(Stored items)
PR #126, opened 2019-02-06
DENG-2197 trebuchet apiserver skeleton

qunayu:
Copy and pasted (what I thought was) Apiserver boilerplate code. Very likely that I've missed/copied something wrongly. Please review! 🙏 

https://hello.atlassian.net/browse/DENG-2197


pkg/apis/trebuchet/install/install.go
```diff
@@ -0,0 +1,12 @@
+package install
+
+import (
+	"github.com/atlassian/voyager/pkg/apis/creator/v1"
```
ash2k: This should be trebuchet api group
```suggestion
	trebuchet_v1 "github.com/atlassian/voyager/pkg/apis/trebuchet/v1"
```

pkg/apis/trebuchet/v1/types.go
```diff
@@ -0,0 +1,31 @@
+package v1
+
+import (
+	meta_v1 "k8s.io/apimachinery/pkg/apis/meta/v1"
+)
+
+const (
+	ServiceResourceVersion = "v1"
```
ash2k: `ReleaseResourceVersion`

pkg/apis/trebuchet/v1/types_test.go
```diff
@@ -0,0 +1,9 @@
+package v1
+
+import (
+	meta_v1 "k8s.io/apimachinery/pkg/apis/meta/v1"
+	"k8s.io/apimachinery/pkg/runtime"
+)
+
+var _ runtime.Object = &Release{}
+var _ meta_v1.ObjectMetaAccessor = &Release{}
```
ash2k: Add
```go
var _ runtime.Object = &ReleaseList{}
var _ meta_v1.ListMetaAccessor = &ReleaseList{}
```

pkg/trebuchet/server/apiserver/apiserver.go
```diff
@@ -0,0 +1,85 @@
...
+	if err != nil {
+		return nil, err
+	}
+
+	s := &TrebuchetServer{
+		GenericAPIServer: genericServer,
+	}
+
+	apiGroupInfo := genericapiserver.NewDefaultAPIGroupInfo(apis_trebuchet.GroupName, Scheme, metav1.ParameterCodec, Codecs)
+
```
nilebox: leave a TODO comment here? This is where you will inject a custom Store or HTTP handler to proxy request to underlying service instead of storing in etcd like standard API server.

pkg/trebuchet/server/options/trebuchet_options.go
```diff
@@ -0,0 +1,20 @@
+package options
+
+import (
+	"github.com/atlassian/ctrl"
+	"github.com/atlassian/ctrl/options"
+)
+
+type TrebuchetOptions struct {
+	LoggingOptions options.LoggerOptions
```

**Your assignment:** Send back all of the entries exactly, with nothing missing.

**Final answer:**
PR #126, opened 2019-02-06
DENG-2197 trebuchet apiserver skeleton

qunayu:
Copy and pasted (what I thought was) Apiserver boilerplate code. Very likely that I've missed/copied something wrongly. Please review! 🙏 

https://hello.atlassian.net/browse/DENG-2197


pkg/apis/trebuchet/install/install.go
```diff
@@ -0,0 +1,12 @@
+package install
+
+import (
+	"github.com/atlassian/voyager/pkg/apis/creator/v1"
```
ash2k: This should be trebuchet api group
```suggestion
	trebuchet_v1 "github.com/atlassian/voyager/pkg/apis/trebuchet/v1"
```

pkg/apis/trebuchet/v1/types.go
```diff
@@ -0,0 +1,31 @@
+package v1
+
+import (
+	meta_v1 "k8s.io/apimachinery/pkg/apis/meta/v1"
+)
+
+const (
+	ServiceResourceVersion = "v1"
```
ash2k: `ReleaseResourceVersion`

pkg/apis/trebuchet/v1/types_test.go
```diff
@@ -0,0 +1,9 @@
+package v1
+
+import (
+	meta_v1 "k8s.io/apimachinery/pkg/apis/meta/v1"
+	"k8s.io/apimachinery/pkg/runtime"
+)
+
+var _ runtime.Object = &Release{}
+var _ meta_v1.ObjectMetaAccessor = &Release{}
```
ash2k: Add
```go
var _ runtime.Object = &ReleaseList{}
var _ meta_v1.ListMetaAccessor = &ReleaseList{}
```

pkg/trebuchet/server/apiserver/apiserver.go
```diff
@@ -0,0 +1,85 @@
...
+	if err != nil {
+		return nil, err
+	}
+
+	s := &TrebuchetServer{
+		GenericAPIServer: genericServer,
+	}
+
+	apiGroupInfo := genericapiserver.NewDefaultAPIGroupInfo(apis_trebuchet.GroupName, Scheme, metav1.ParameterCodec, Codecs)
+
```
nilebox: leave a TODO comment here? This is where you will inject a custom Store or HTTP handler to proxy request to underlying service instead of storing in etcd like standard API server.

pkg/trebuchet/server/options/trebuchet_options.go
```diff
@@ -0,0 +1,20 @@
+package options
+
+import (
+	"github.com/atlassian/ctrl"
+	"github.com/atlassian/ctrl/options"
+)
+
+type TrebuchetOptions struct {
+	LoggingOptions options.LoggerOptions
```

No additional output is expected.